Many institutional investors still have legacy issues with their portfolios to deal with, and this has left an open playing field for more fleet-of-foot private investors to jump in and capitalise on weak pricing across the whole of the commercial property market.

2025 was also characterised by a higher-than-normal level of uncertainty about domestic and international political changes, and this uncertainty kept some investors out of the market, as well as keeping sovereign bond yields high.

There is no doubt that our economy has its challenges, and we expect that economic growth will be weaker in 2026 than in 2025, but this is not unique to the UK. Our peers across Europe and Asia are equally challenged by demographic change and weak productivity growth.

Even when we turn to things that the Chancellor can affect, the story isn’t particularly negative, with the UK having the second-lowest debt-to-GDP ratio in the G7.

2026 should see a rising recognition that the UK is in a comparatively good place, and the immediate reaction of the bond markets to the latest Budget suggests that they are happy that it was fiscally responsible. While the local elections in May will undoubtedly lead to feverish speculation around the incumbent government’s future, we believe that the outlook is more stable than it was a year ago and that businesses and investors should be more capable of making balanced decisions than they were six or twelve months ago.

OFFICE SPACE - SOLD JULY 2025

Rental growth to remain strong in the most undersupplied locations

The higher-than-normal prime rental growth we have seen over the last five years has not been about a boom in tenant demand but a lack of supply. So, unless we see a surge in development completions in 2026 (or a rise in tenant exits), the undersupply and rental growth will be sustained.

The office market remains our most favoured pick for investors in 2026, with steady (but highly location-focused) tenant demand, a lack of new supply, and better-than-normal rental growth. The definition of prime has changed and is more location-specific than ever. Indeed, in some cases, we believe that a perfect location can compensate for a less-than-five-star building, something that should enable developers to value-engineer plans to a better return.

Retail property remains in the growth phase of a traditional cycle, with vacancy rates in dominant locations down to cyclical lows. This is delivering demonstrable rental growth, though we do expect that to soften in 2026 as retailers have to adapt to higher operating costs. Industrial remains popular with all investor types, though vacancy rates remain high and rental growth has cooled. In common with the other main sectors, location is key in the logistics sector.

BANK SPACE - SOLD JULY 2025

THE OUTLOOK FOR 2026 (AND BEYOND)

The most interesting thing about the commercial property market at the start of 2026 is the lack of recovery in pricing that we saw in 2024 and 2025. Yields, even on prime, remain high, and in some cases spreads between locations are throwing up some interesting questions about where mispricing could lead to inward yield shift.

In the retail and office markets, yields are in line with their GFC peaks, and in the office market, the spread between central London and the regions is wider than it has ever been.

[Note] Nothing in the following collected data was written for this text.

Issue #2600, opened 2019-09-09
Missing wheels for Windows


piskvorky:
Lately, there's been a stream of issues from Windows users, e.g. [here](https://groups.google.com/forum/#!topic/gensim/PbiMySYNPjs).

Looking at PyPI, it seems binary wheels are completely missing from the last few distributions (incl. the latest 3.8.0):
https://pypi.org/project/gensim/#files

This means Windows users don't get to install the optimized Gensim easily, and unless they have a compiler properly set up, they'll install the slow (uncompiled) version of word2vec, fastttext etc.

We definitely want those binary wheels on PyPI, **especially** for Windows. Windows users are the least tech-savvy, least likely to have a C compiler, and most likely to raise confused support tickets.

piskvorky:
The last distribution with Windows wheels seems to be 3.7.1, from January 2019:
https://pypi.org/project/gensim/3.7.1/#files

mpenkov:
@piskvorky I had a look, the problem is caused by failing AppVeyor builds (we use Travis CI for Linux and Mac, and AppVeyor for Windows). During the handover, I spent a lot of time dealing with problems in Travis CI, and neglected to check AppVeyor. Since the builds were failing, the Windows wheels weren't being built.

We expect a gentle slope upwards in prices and volumes in 2026, rather than a typical v-shaped bounce

Ben Hodge, Director, Auctions

The factors that held back a V-shaped recovery in 2025 are still mostly present in 2026. We do expect several more cuts in the Base Rate, but are less confident that these falls will feed through into the gilts market and hence borrowing costs.

We expect that income will remain the most important component of total returns over the next five years, and this will mean that careful stock selection will be more important than ever in terms of capturing the best of the recovery phase of this cycle.